_What you need to do_. Wherever the word "again" appears in a line of the records, copy that line.

[Dataset excerpts]

PR #766, opened 2025-09-30
feat: ciphernode economic contracts

hmzakhalid:
## Summary by CodeRabbit

- New Features
  - USDC-based payments for E3 requests, with on-chain fee quotes.
  - Reward distribution to registered operators via a new Bonding Registry.
  - Operator lifecycle and eligibility managed through bonding, tickets, and licenses.
  - Slashing governance with proposals, verification, appeals, and bans.
  - New tokens: EnclaveToken (governance) and EnclaveTicketToken (non-transferable tickets).
  - Expanded registry APIs for committees, filters, and node management.
- Chores
  - Added deployment scripts and Ignition modules for new contracts.
  - New CLI tasks: admin add, mint tokens; updated package scripts.

## Summary by CodeRabbit

- **New Features**
  - ERC20 fee payments and fee-quoting; on-chain reward distribution; BondingRegistry, SlashingManager, EnclaveToken, EnclaveTicketToken; exit-queue and committee/filter APIs; slashing, banning, appeals, and reward distribution workflows; mock verifier and test stable token.

- **Tools**
  - New CLI tasks (admin-add, mint tokens), Ignition modules, deploy-and-save scripts, and updated deployment wiring to support token/registry flows.

- **Documentation**
  - Updated examples, env/config, and E3 configuration values.

- **Tests**
  - Expanded end-to-end and unit tests covering bonding, slashing, registry, and enclave flows.


packages/enclave-contracts/contracts/lib/ExitQueueLib.sol
```diff
@@ -0,0 +1,340 @@
...
+        address operator
+    ) internal view returns (uint256 ticketAmount, uint256 licenseAmount) {
+        PendingAmounts storage pending = state.pendingTotals[operator];
+        return (pending.ticketAmount, pending.licenseAmount);
+    }
+
+    function previewClaimableAmounts(
+        ExitQueueState storage state,
+        address operator
+    ) internal view returns (uint256 ticketAmount, uint256 licenseAmount) {
```
ctrlc03, line 141: not really familiar with writing libraries, assume it's ok to have view here because it's not modifying its own state?

packages/enclave-contracts/contracts/registry/NaiveRegistryFilter.sol
```diff
@@ -85,14 +89,13 @@ contract NaiveRegistryFilter is IRegistryFilter, OwnableUpgradeable {
 
     function publishCommittee(
         uint256 e3Id,
-        address[] calldata nodes,
-        bytes calldata publicKey
+        address[] memory nodes,
```
ctrlc03, line 92: why change these back to memory?

packages/enclave-contracts/contracts/token/EnclaveTicketToken.sol
```diff
@@ -0,0 +1,186 @@
...
+        IERC20 underlyingUSDC,
+        address registry_,
+        address initialOwner_
+    )
+        ERC20("Enclave Ticket Token", "ETK")
+        ERC20Permit("Enclave Ticket Token")
+        ERC20Wrapper(underlyingUSDC)
+        Ownable(initialOwner_)
+    {
+        require(registry_ != address(0), ZeroAddress());
```
ctrlc03, line 55: maybe shorten this by making setRegistry public and call it here?

packages/enclave-contracts/contracts/token/EnclaveToken.sol
```diff
@@ -0,0 +1,233 @@
...
+        uint256[] memory amounts,
+        string[] memory allocations
+    ) external onlyRole(MINTER_ROLE) {
+        if (
+            recipients.length != amounts.length ||
+            amounts.length != allocations.length
+        ) revert ArrayLengthMismatch();
+
+        uint256 totalAmount = 0;
+        for (uint256 i = 0; i < amounts.length; i++) {
```
ctrlc03, line 127: IIRC it's cheaper to cache the length to a variable first and pass it to the loop description rather than passing x.length directly

packages/enclave-contracts/contracts/token/EnclaveToken.sol
```diff
@@ -0,0 +1,233 @@
...
+        transferWhitelisted[account] = whitelisted;
+        emit TransferWhitelistUpdated(account, whitelisted);
+    }
+
+    /**
+     * @notice Toggle an account's whitelist status.
+     * @dev Only the owner may call this.
+     * @param account Address whose whitelist status should be toggled.
+     */
+    function toggleTransferWhitelist(address account) external onlyOwner {
```
ctrlc03, line 174: do we need setTransferWhitelist if we have this toggle function that can do both?

packages/enclave-contracts/tasks/ciphernode.ts
```diff
@@ -10,59 +10,496 @@ import { poseidon2 } from "poseidon-lite";
...
   })
   .setAction(async () => ({
-    default: async ({ ciphernodeAddress }, hre) => {
-      const { deployAndSaveCiphernodeRegistryOwnable } = await import(
-        "../scripts/deployAndSave/ciphernodeRegistryOwnable"
+    default: async ({ privateKey, licenseBondAmount, ticketAmount }, hre) => {
+      const connection = await hre.network.connect();
+      const { ethers } = connection;
+
+      if (!privateKey) {
```
ctrlc03, line 38: why passing the key as an arg when we can use the first signer generated by hardhat with our private key in either a .env or better eventually using the keystore https://hardhat.org/docs/learn-more/configuration-variables#how-to-use-configuration-variables-and-the-keystore-plugin ?

ctrlc03 (commented):
Great work :) left some comment, will give it another pass tomorrow as there's some parts of the contracts I wanted to spend some more time on

packages/enclave-contracts/contracts/Enclave.sol
```diff
@@ -324,9 +350,39 @@ contract Enclave is IEnclave, OwnableUpgradeable {
...
         emit PlaintextOutputPublished(e3Id, plaintextOutput);
     }
 
+    ////////////////////////////////////////////////////////////
+    //                                                        //
+    //                   Internal Functions                   //
+    //                                                        //
+    ////////////////////////////////////////////////////////////
+
+    function _distributeRewards(uint256 e3Id) internal {
```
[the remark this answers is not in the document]
auryn-macmillan: Worth noting that LLMs are particularly good at drafting out natspec comments

packages/enclave-contracts/contracts/Enclave.sol
```diff
@@ -324,9 +350,39 @@ contract Enclave is IEnclave, OwnableUpgradeable {
...
+        IRegistryFilter.Committee memory committee = ciphernodeRegistry
+            .getCommittee(e3Id);
+        uint256[] memory amounts = new uint256[](committee.nodes.length);
+
+        // We might need to pay different amounts to different nodes.
```
auryn-macmillan, line 369: Make sure to leave "TODO" in the comment so others can easily find things like this that we know will need to be changed in future.

packages/enclave-contracts/contracts/Enclave.sol
```diff
@@ -437,6 +518,12 @@ contract Enclave is IEnclave, OwnableUpgradeable {
         return InternalLeanIMT._root(inputs[e3Id]);
     }
 
+    function getE3Quote(
+        E3RequestParams calldata
+    ) public pure returns (uint256 fee) {
+        fee = 1 * 10 ** 6;
```
auryn-macmillan, line 524: Perhaps needs a "TODO"

packages/enclave-contracts/contracts/lib/ExitQueueLib.sol
auryn-macmillan: The function doesn't actually modify any state, just reads state, so it can be marked as view.

ctrlc03: yea right it modifies `operatorQueue ` which is  part of that `state` storage variable - wasn't really sure how it'd work with that actual being a storage update on some other contract (not own ofc as libraries do not hold any state)

auryn-macmillan: iiuc, `operatorQueue` is a storage pointer. The storage slot that it points to is not modified. Similar for `tranche`.

packages/enclave-contracts/contracts/registry/NaiveRegistryFilter.sol
hmzakhalid: ahh, it got copied over from the previous branch, it wasnt up to date with `main`

hmzakhalid:
Thanks @auryn-macmillan & @ctrlc03 for the quick review. I've pushed the changes!

packages/enclave-contracts/contracts/registry/NaiveRegistryFilter.sol
```diff
@@ -118,7 +121,9 @@ contract NaiveRegistryFilter is IRegistryFilter, OwnableUpgradeable {
 
     function getCommittee(
         uint256 e3Id
-    ) external view returns (Committee memory) {
-        return committees[e3Id];
+    ) external view returns (IRegistryFilter.Committee memory) {
+        IRegistryFilter.Committee memory committee = committees[e3Id];
+        require(committee.publicKey != bytes32(0), CommitteeNotPublished());
+        return committee;
     }
```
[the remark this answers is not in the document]
hmzakhalid: Custom reverts work in new versions of solidity

packages/enclave-contracts/contracts/Enclave.sol
```diff
@@ -197,6 +220,9 @@ contract Enclave is IEnclave, OwnableUpgradeable {
         e3.decryptionVerifier = decryptionVerifier;
 
         e3s[e3Id] = e3;
+        e3Payments[e3Id] = e3Fee;
+
+        usdcToken.safeTransferFrom(msg.sender, address(this), e3Fee);
```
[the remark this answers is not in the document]
hmzakhalid: I would remove it, since the plan is to initially accept stable token and later on use the ENCL token, we shouldn't keep it payable if it's not going to accept any native tokens.

packages/enclave-contracts/contracts/Enclave.sol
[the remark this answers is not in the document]
hmzakhalid: Ill do a review of all contracts and add the natspec if we're missing them. we should probably use @inheritdoc in the implementations and add the natspec across all interfaces.

packages/enclave-contracts/contracts/lib/ExitQueueLib.sol
```diff
@@ -0,0 +1,340 @@
...
+            if (lastTranche.unlockTimestamp == unlockTimestamp) {
+                if (ticketAmount != 0) lastTranche.ticketAmount += ticketAmount;
+                if (licenseAmount != 0)
+                    lastTranche.licenseAmount += licenseAmount;
+                merged = true;
+            }
+        }
+
+        if (!merged) {
+            operatorQueue.push();
```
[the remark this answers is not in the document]
hmzakhalid: yeah it just appends a zero-initialized ExitTranche, we can replace it with this
```
if (!merged) {
    ExitTranche storage t = operatorQueue.push();
    t.unlockTimestamp = unlockTimestamp;
    t.ticketAmount = ticketAmount;
    t.licenseAmount = licenseAmount;
}
```
a bit shorter and doesn't indexes with len

packages/enclave-contracts/contracts/token/EnclaveToken.sol
```diff
@@ -0,0 +1,217 @@
...
+    error TransferNotAllowed();
+
+    /// @dev Maximum supply of the token (18 decimals).
+    uint256 public constant TOTAL_SUPPLY = 1_200_000_000e18;
+
+    /// @dev Role allowing accounts to mint new tokens.
+    bytes32 public constant MINTER_ROLE = keccak256("MINTER_ROLE");
+
+    /// @dev Tracks the amount of tokens minted so far.
+    uint256 public totalMinted;
```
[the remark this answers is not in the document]
hmzakhalid: yeah we can drop it if we dont plan to support burns (which i think we will? @auryn-macmillan), but id assume then `MAX_SUPPLY` is a cap on current supply.

but if If `MAX_SUPPLY` is a cap on ever minted (burns shouldn’t let us remint) then we need to keep `totalMinted` since `totalSupply` would let us remint new tokens after a burn.

packages/enclave-contracts/contracts/slashing/SlashingManager.sol
```diff
@@ -0,0 +1,342 @@
...
+        SlashPolicy storage policy = slashPolicies[reason];
+        require(policy.enabled, SlashReasonDisabled());
+
+        proposalId = totalProposals;
+        bool proofVerified = false;
+
+        if (policy.requiresProof) {
+            require(proof.length != 0, ProofRequired());
+            proofVerified = ISlashVerifier(policy.proofVerifier).verify(
+                proposalId,
```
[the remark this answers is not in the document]
hmzakhalid: not 100% sure what the exact verifier logic will look like (or where spent nullifiers would be tracked), but I think of proposalId here the same way I’d think of nullifiers. it’s basically replay protection. we bind the proof to a specific proposal so it cant be reused.

that said, we’ll also need to include things like the job id (e3Id) and the chainId for cross chain slashing, so a proof can’t be replayed across different proposals or chains.

packages/enclave-contracts/contracts/Enclave.sol
```diff
@@ -126,12 +260,12 @@ contract Enclave is IEnclave, OwnableUpgradeable {
...
+    /// @inheritdoc IEnclave
     function request(
         E3RequestParams calldata requestParams
-    ) external payable returns (uint256 e3Id, E3 memory e3) {
-        // TODO: allow for other payment methods or only native tokens?
-        // TODO: should payment checks be somewhere else? Perhaps in the E3 Program or ciphernode registry?
-        require(msg.value > 0, PaymentRequired(msg.value));
+    ) external returns (uint256 e3Id, E3 memory e3) {
+        uint256 e3Fee = getE3Quote(requestParams);
+        require(e3Fee > 0, PaymentRequired(e3Fee));
```
ctrlc03, line 268: is this to prevent some sort of param combination that might cause getE3Quote to to return zero? perhaps it could be moved inside getE3Quote directly?

packages/enclave-contracts/contracts/registry/BondingRegistry.sol
```diff
@@ -0,0 +1,757 @@
...
+    }
+
+    /// @inheritdoc IBondingRegistry
+    function isActive(address operator) external view returns (bool) {
+        return operators[operator].active;
+    }
+
+    /// @inheritdoc IBondingRegistry
+    function hasExitInProgress(address operator) external view returns (bool) {
+        Operator storage op = operators[operator];
```
ctrlc03, line 283: no need for storage here

packages/enclave-contracts/contracts/registry/BondingRegistry.sol
```diff
@@ -0,0 +1,757 @@
...
+    /// @dev Restricts function access to only the slashing manager
+    modifier onlySlashingManager() {
+        if (msg.sender != slashingManager) revert Unauthorized();
+        _;
+    }
+
+    /// @dev Reverts if operator has an exit in progress that hasn't unlocked yet
+    /// @param operator Address of the operator to check
+    modifier noExitInProgress(address operator) {
+        Operator storage op = operators[operator];
```
ctrlc03, line 130: can be memory

packages/enclave-contracts/contracts/registry/BondingRegistry.sol
```diff
@@ -0,0 +1,757 @@
...
+    /// @inheritdoc IBondingRegistry
+    function setExitDelay(uint64 newExitDelay) public onlyOwner {
+        uint256 oldValue = uint256(exitDelay);
+        exitDelay = newExitDelay;
+
+        emit ConfigurationUpdated("exitDelay", oldValue, uint256(newExitDelay));
+    }
+
+    /// @inheritdoc IBondingRegistry
+    function setSlashedFundsTreasury(
```
ctrlc03, line 668: this set function and the ones below do not have events like the others. Won't we need them?

packages/enclave-contracts/contracts/registry/BondingRegistry.sol
```diff
@@ -0,0 +1,757 @@
...
+        );
+        require(!operators[msg.sender].registered, AlreadyRegistered());
+        require(
+            operators[msg.sender].licenseBond >= licenseRequiredBond,
+            NotLicensed()
+        );
+
+        operators[msg.sender].registered = true;
+
+        if (address(registry) != address(0)) {
```
ctrlc03, line 311: perhaps we should add the check inside setRegistry instead? so it can never be zero and we avoid the check here for every call by ciphernodes? or are there cases where we wouldn't have a ciphernode registry set?

packages/enclave-contracts/contracts/lib/ExitQueueLib.sol
```diff
@@ -0,0 +1,485 @@
...
+     * @param state The exit queue state storage
+     * @param operator The operator to query
+     * @return ticketAmount Total pending tickets in the exit queue
+     * @return licenseAmount Total pending licenses in the exit queue
+     */
+    function getPendingAmounts(
+        ExitQueueState storage state,
+        address operator
+    ) internal view returns (uint256 ticketAmount, uint256 licenseAmount) {
+        PendingAmounts storage pending = state.pendingTotals[operator];
```
ctrlc03, line 221: not sure we need storage here?

packages/enclave-contracts/contracts/lib/ExitQueueLib.sol
```diff
@@ -0,0 +1,485 @@
...
+     * @param state The exit queue state storage
+     * @param operator The operator to query
+     * @return ticketAmount Total claimable tickets at current timestamp
+     * @return licenseAmount Total claimable licenses at current timestamp
+     */
+    function previewClaimableAmounts(
+        ExitQueueState storage state,
+        address operator
+    ) internal view returns (uint256 ticketAmount, uint256 licenseAmount) {
+        ExitTranche[] storage operatorQueue = state.operatorQueues[operator];
```
ctrlc03, line 237: also here we don't need storage for trance and operatorQueue right?

packages/enclave-contracts/contracts/lib/ExitQueueLib.sol
```diff
@@ -0,0 +1,485 @@
...
+     * @return ticketsClaimed Actual amount of tickets claimed
+     * @return licensesClaimed Actual amount of licenses claimed
+     */
+    function claimAssets(
+        ExitQueueState storage state,
+        address operator,
+        uint256 maxTicketAmount,
+        uint256 maxLicenseAmount
+    ) internal returns (uint256 ticketsClaimed, uint256 licensesClaimed) {
+        if (maxTicketAmount > 0) {
```
ctrlc03, line 269: I think we can remove these if (ticket/license amount > 0) because inside _takeAssetsFromQueue we already check if it's 0

packages/enclave-contracts/contracts/slashing/SlashingManager.sol
```diff
@@ -0,0 +1,370 @@
...
+            policy.licensePenalty,
+            executableAt,
+            msg.sender
+        );
+
+        totalProposals = proposalId + 1;
+    }
+
+    /// @inheritdoc ISlashingManager
+    function executeSlash(uint256 proposalId) external onlySlasher {
```
ctrlc03, line 253: perhaps anyone should be allowed to call this if they wish to?

packages/enclave-contracts/contracts/slashing/SlashingManager.sol
```diff
@@ -0,0 +1,370 @@
...
+        emit AppealFiled(proposalId, p.operator, p.reason, evidence);
+    }
+
+    /// @inheritdoc ISlashingManager
+    function resolveAppeal(
+        uint256 proposalId,
+        bool appealUpheld,
+        string calldata resolution
+    ) external onlyGovernance {
+        require(proposalId < totalProposals, InvalidProposal());
```
ctrlc03, line 333: do we need this if we have `require(p.appealed, InvalidProposal());` ? if they provide an invalid index, we'd have an empty proposal where appealed would be set to the default boolean value false

packages/enclave-contracts/contracts/slashing/SlashingManager.sol
```diff
@@ -0,0 +1,370 @@
...
+            resolution
+        );
+    }
+
+    // ======================
+    // Ban Management
+    // ======================
+
+    /// @inheritdoc ISlashingManager
+    function banNode(address node, bytes32 reason) external onlyGovernance {
```
ctrlc03, line 356: what are the scenarios where we'd ban a node without slashing them first? maybe keeping a list of permabanned addresses (sanctioned ones for instance) that we'd never want to allow to be ciphernodex?

crates/events/src/enclave_event/committee_published.rs
```diff
@@ -0,0 +1,30 @@
...
+use actix::Message;
+use serde::{Deserialize, Serialize};
+use std::fmt::{self, Display};
+
+#[derive(Message, Clone, Debug, PartialEq, Eq, Hash, Serialize, Deserialize)]
+#[rtype(result = "()")]
+pub struct CommitteePublished {
+    pub e3_id: E3id,
+    pub nodes: Vec<String>,
+    pub public_key: Vec<u8>,
```
ryardley: Maybe this should this be `ArcBytes`? That might mean we end up being more memory efficient and can just use the Debug output in the Display formatter like this:

```rust
impl Display for CommitteePublished {
    fn fmt(&self, f: &mut fmt::Formatter<'_>) -> fmt::Result {
        write!(f, "{:?}", self)
    }
}
```

Without worrying about a flood of data

crates/keyshare/src/threshold_keyshare.rs
```diff
@@ -767,13 +771,64 @@ impl Handler<EnclaveEvent> for ThresholdKeyshare {
...
         match self.handle_ciphernode_selected(msg, ctx.address()) {
             Err(e) => error!("{e}"),
             Ok(_) => (),
         }
     }
 }
 
+impl Handler<CommitteeFinalized> for ThresholdKeyshare {
+    type Result = ();
+    fn handle(&mut self, msg: CommitteeFinalized, _: &mut Self::Context) -> Self::Result {
```
ryardley: private note for me look into what is happening here not sure i understand

crates/sortition/src/ciphernode_selector.rs
```diff
@@ -87,28 +100,118 @@ impl Handler<E3Requested> for CiphernodeSelector {
...
+            let meta_repo = repositories.meta(&e3_id);
+            let Some(e3_meta) = meta_repo.read().await.ok().flatten() else {
+                info!(
+                    node = address,
+                    "No stored E3 metadata for {:?}, skipping", e3_id
+                );
+                return;
+            };
+
+            let Some(party_id) = msg.committee.iter().position(|addr| addr == &address) else {
```
ryardley: Maybe we should have a Specific Committee struct for this?
```rust
let Some(party_id) = msg.committee.get_party_id(&address);
```

crates/sortition/src/node_state.rs
```diff
@@ -0,0 +1,383 @@
...
+    }
+}
+
+/// State for all nodes across all chains
+#[derive(Clone, Debug, Serialize, Deserialize, Default)]
+pub struct NodeStateStore {
+    /// Map of (chain_id, node_address) to node state
+    pub nodes: HashMap<(u64, String), NodeState>,
+    /// Current ticket price per chain
+    pub ticket_prices: HashMap<u64, U256>,
```
ryardley: Stupid question: do we need to be concerned about what token this is represented in?

crates/aggregator/src/publickey_aggregator.rs
```diff
@@ -228,7 +213,8 @@ impl Handler<NotifyNetwork> for PublicKeyAggregator {
     fn handle(&mut self, msg: NotifyNetwork, _: &mut Self::Context) -> Self::Result {
         Box::pin(
             self.sortition
-                .send(GetNodes {
```
ryardley: I think this event is no longer used so it should be deleted

crates/sortition/src/sortition.rs
```diff
@@ -488,30 +758,48 @@ impl Handler<CiphernodeRemoved> for Sortition {
...
+        let node_state_manager = self.node_state_manager.clone();
+        let bus = self.bus.clone();
+
+        // Get the sortition backends synchronously
+        let backends_snapshot = self.list.get();
+
+        Box::pin(async move {
+            // Query NodeStateManager for fresh state
+            let node_state_snapshot = if let Some(manager) = node_state_manager {
+                manager.send(GetNodeState).await.ok().flatten()
```
ryardley: This seems really heavy handed to me. We just want an index and to do that we appear to get the entire NodeState global HashMap from the NodeStateManager that contains the state of every single node on every single chain and pass it to sortition. Actors are meant to only share data by message passing and we want to limit the size of the messsages we pass. To my eyes we should consider ditching `GetNodeState` in favour of a redesign.

crates/aggregator/Cargo.toml
```diff
@@ -14,6 +14,7 @@ bincode = { workspace = true }
 e3-config = { workspace = true }
 e3-data = { workspace = true }
 e3-events = { workspace = true }
+e3-evm = { workspace = true }
```
ryardley: I am not convinced we should share anything from evm with aggregator as aggregator is kind of a core module and evm is shell.

We should have a core version of the FinalizeCommittee event in events we use.

crates/aggregator/src/committee_finalizer.rs
```diff
@@ -0,0 +1,156 @@
...
+use std::collections::HashMap;
+use std::time::Duration;
+use tracing::{error, info};
+
+/// CommitteeFinalizer is an actor that listens to CommitteeRequested events and calls
+/// finalizeCommittee on the registry after the submission deadline has passed.
+pub struct CommitteeFinalizer {
+    #[allow(dead_code)]
+    bus: Addr<EventBus<EnclaveEvent>>,
+    registry_writer: Recipient<FinalizeCommittee>,
```
ryardley: Whilst using Recipient allows for polymorphic testing we are still passing in a direct reference. Instead of passing a direct reference like this I would suggest we consider dispatching a `ComitteeFinalizeRequested` event on the bus so that core and shell know nothing about each other and things are totally separated. We then don't need to do anything fancy on construction and can just pass the bus in

crates/keyshare/src/threshold_keyshare.rs
```diff
@@ -767,13 +771,63 @@ impl Handler<EnclaveEvent> for ThresholdKeyshare {
 impl Handler<CiphernodeSelected> for ThresholdKeyshare {
     type Result = ();
     fn handle(&mut self, msg: CiphernodeSelected, ctx: &mut Self::Context) -> Self::Result {
+        // Store selection for potential committee finalization
+        self.pending_selections
+            .insert(msg.e3_id.clone(), msg.clone());
+
+        // If CommitteeFinalized arrives later, it will verify committee membership
```
ryardley: `handle_ciphernode_selected` will start the key generation process which is very expensive - are we sure we want to do this before the committee has been finalized and we know we are part of the committee? Maybe this makes sense but it seems like it might be premature optimization.

crates/request/src/context.rs
```diff
@@ -38,6 +39,8 @@ pub struct E3Context {
     pub dependencies: HetrogenousMap,
     /// A Repository for storing this context's data snapshot
     pub repository: Repository<E3ContextSnapshot>,
+    /// Root data store for accessing global repositories
+    root_store: DataStore,
```
ryardley: why do we have a DataStore and a Repository here? Should we not be just adding to the E3Context?

crates/tests/tests/integration.rs
```diff
@@ -173,10 +204,40 @@ async fn test_trbfv_actor() -> Result<()> {
 
     bus.do_send(event);
 
-    // NOTE: We are using node 0 as the aggregator but it is not selected in this seed which is why
-    // there is no CiphernodeSelected event
+    // For score sortition, we need to wait for nodes to process E3Requested and run sortition
+    // Since TicketGenerated is a local-only event (not shared across network), we can't collect it
+    // we need to manually construct the committee that sortition would select
+    println!("Waiting for nodes to process E3Requested...");
+    tokio::time::sleep(Duration::from_millis(200)).await;
```
ryardley: It might be good to test for the events using `take_history_with_timeout()`? That should avoid us needing to add sleeps

crates/tests/tests/integration.rs
```diff
@@ -138,8 +142,35 @@ async fn test_trbfv_actor() -> Result<()> {
...
+        parameter: "ticketPrice".to_string(),
+        old_value: U256::ZERO,
+        new_value: U256::from(10_000_000u64),
+        chain_id,
+    }))
+    .await?;
+
     for node in nodes.iter() {
-        adder.add(&node.address()).await?;
+        let addr = node.address();
```
ryardley: should we consider using the `setup_score_sortition()` function in the other test?

crates/request/src/context.rs
hmzakhalid: Ahh, I wanted to address this. I was having issues tracking down the scope where E3Meta was stored at in the router since I couldn't access it for some reason, so to save time I added a global store (root_store) to test the functionality. 

I finally tracked down what was causing the mismatch between the scopes, since the scope `"//router//router//router//context//e3_id//meta//e3_id"` didnt make sense.

In `E3Router::build()`, the code calls `self.store.repositories().router()` but `self.store` is already a scoped to `"//router"`. so calling `.router()` again appends another `"//router"` creating `"//router//router"`
but this wasnt the weird part since i noticed the scope changed after restart. when recovering from snapshot in `E3Router::from_snapshot()`, the code called `repositories.router()` again on an already scoped store, adding yet another `"//router"` layer with each restart

I've removed the `root_store` and now use scopes in CiphernodeSelector 
```
  let repositories = self
            .data_store
            .scope(StoreKeys::router())
            .scope(StoreKeys::context(&e3_id))
            .repositories();
          
          
let meta_repo = repositories.meta(&e3_id);
```

Should I be using a `Repository<E3Meta>` instead? I definitely not using these correctly.

ryardley: Yes certainly

ryardley (approved):
**L**ets **G**et **T**his **M**erged 🚀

_Solution_.
In `E3Router::build()`, the code calls `self.store.repositories().router()` but `self.store` is already a scoped to `"//router"`. so calling `.router()` again appends another `"//router"` creating `"//router//router"`
but this wasnt the weird part since i noticed the scope changed after restart. when recovering from snapshot in `E3Router::from_snapshot()`, the code called `repositories.router()` again on an already scoped store, adding yet another `"//router"` layer with each restart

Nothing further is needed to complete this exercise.